卖旧货。也许我们大部分人都卖过旧货,包括废报纸,塑料瓶等。卖的途径也有二:1、亲自去收购场;2、碰巧遇上收买旧货的人便顺便解决。这些收买旧货的人是帮收购场打工的,每天奔波于大街小巷,工钱却仅仅能糊口。他们的交通运输工具一个样——自行车。当然,光骑着车子忽悠,是没有什么客源可说,因为没有人知道有卖旧货的。于是,卖旧货的都懂得吆喝,最常听说的要数:“收瓶瓶收铁!”也有些眼角比较高的,就会喊:“收瓶瓶收铁收书收纸盒盒……”一气呵成,把要收的东西吆喝出来,似乎早就背熟了似的,这些人通常都不会喊不卖的东西,所以有时可要听清楚了。有时,几辆车出现在附近,因为声调,叫法和距离都不同,所以听起来真有点合唱中的多声部。
充气的。湟中街头几乎到处都可以听到“代客充气”,就是把你用完了的煤气瓶拿去让他们送到煤气公司充气。在我的印象中,充气工就是一身灰蓝的衣服,上面布满黑色的污垢,面、手也是黑乎乎的,但都很健壮。吆喝也各式各样,但最记得的是:“充气、充气、充煤气……”带着乡音,但很嘹亮。声嘶哑了,喝口水,便又接着来。我看见有些聪明的用录音机录了音,一到小区就不断播放。
磨刀和剪刀。他们中还混得过去的便骑自行车,刚刚入行的就唯有徒步咯。手上没拿什么家伙,倒是都背了个布包,里面装的是磨刀工具。“铲柴刀,磨交剪!”吆喝起来倒带着些唱粤剧的味儿。
卖酸奶的。大多数人挑着一副担子,但吆喝的声音却迥然不同。有的人喊道:“酸奶儿,酸奶儿。”有的人叫道:“酸奶酸奶酸奶酸奶酸奶酸奶酸奶。”
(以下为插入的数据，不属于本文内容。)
PR #2314, opened 2020-02-11
Update DNS documentation

sarahseewhy:
* Update dates.
* Tighten language.
* Consolidate duplicate content under a single heading.
* Add backticks for formatting.

I followed the instructions as far as I could without having an actual change to deploy and it all seemed fine.

I don't know if the rest of the content is out of date, that may require more experienced reviews.

I've also tested the docs locally and it looks fine.

### DIFF
--- a/source/manual/dns.html.md
+++ b/source/manual/dns.html.md
@@ -5,7 +5,7 @@ section: DNS
 type: learn
 layout: manual_layout
 parent: "/manual.html"
-last_reviewed_on: 2019-08-03
+last_reviewed_on: 2020-02-11
 review_in: 6 months
 ---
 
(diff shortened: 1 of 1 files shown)


issyl0:
I'd love to fix this whole process, but instead I guess I need to document some of the caveats that I keep having to explain to people instead (like the GCP Terraform provider being buggy). We can borrow from https://re-team-manual.cloudapps.digital/verify.html#how-to-deploy-gov-uk-dns-changes which I also wrote.

sarahseewhy:
Thank you @issyl0 for adding the caveats about Google provider. I think this doc is ready for a final reviewer.

PR #2345, opened 2020-02-25
Expand DGU deployment docs

vanitabarrett:
Adds the following details:

- Link to DGU staging (staging.data.gov.uk)
- What needs to be provided to create a new release

### DIFF
--- a/source/manual/data-gov-uk-deployment.html.md
+++ b/source/manual/data-gov-uk-deployment.html.md
@@ -60,7 +60,7 @@ You can check the deployment on [staging.data.gov.uk](https://staging.data.gov.u
 The deployment to production is triggered when a [new release] with an appropriate version
 number is created in GitHub.
 
-To create a new release, provide a new version number, release title and description.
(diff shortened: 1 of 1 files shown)


source/manual/data-gov-uk-deployment.html.md
```diff
@@ -50,10 +50,19 @@ deployed.
...
-number is created in GitHub. This behaviour is defined in [Publish's travis.yml]
+can check the [Travis logs of the `master` build](https://travis-ci.org/alphagov/datagovuk_find) to see progress.
+
+You can check the deployment on [staging.data.gov.uk](https://staging.data.gov.uk/)
+
+#### Production
+The deployment to production is triggered when a [new release] with an appropriate version
+number is created in GitHub.
+
+To create a new release, provide a new version number, release title and description.
```
kentsanggds: Worth adding an example version number here, as in the past people have added a version number without the leading `v` and it hasn't deployed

卖香蕉的。摆个地摊儿,置些盒子,放些香蕉,喊道:“三斤五块三斤五块!”。到了傍晚,香蕉焉了,便说:“一斤一块一斤一块!”
买菜的。他们大清早就从农村赶来,骑一辆三轮车,放些自家种的黄瓜西红柿萝卜青菜白菜油菜香菜韭菜,大老远就能闻到香菜的味道,还混合着泥土的气息,十分清新。此时无声胜有声,不用吆喝就迎来了许多顾客。
沿街串巷的五行八作的贩夫走卒,将贩卖货物用曲艺清唱或口技形式吆喝出来,他们不愧为韵味十足的吆喝艺术家。而时下有些艺术家的“吆喝”却没那味了。不信?你打开电视瞧瞧,那些歌星笑星影星视星……众多的星星艺术家在荧屏里面对着亿万观众“吆喝”着“我爱××”、“用了真的好舒服”、“谁穿谁精神”、“实惠,看得见———不到一块钱”……都什么味儿?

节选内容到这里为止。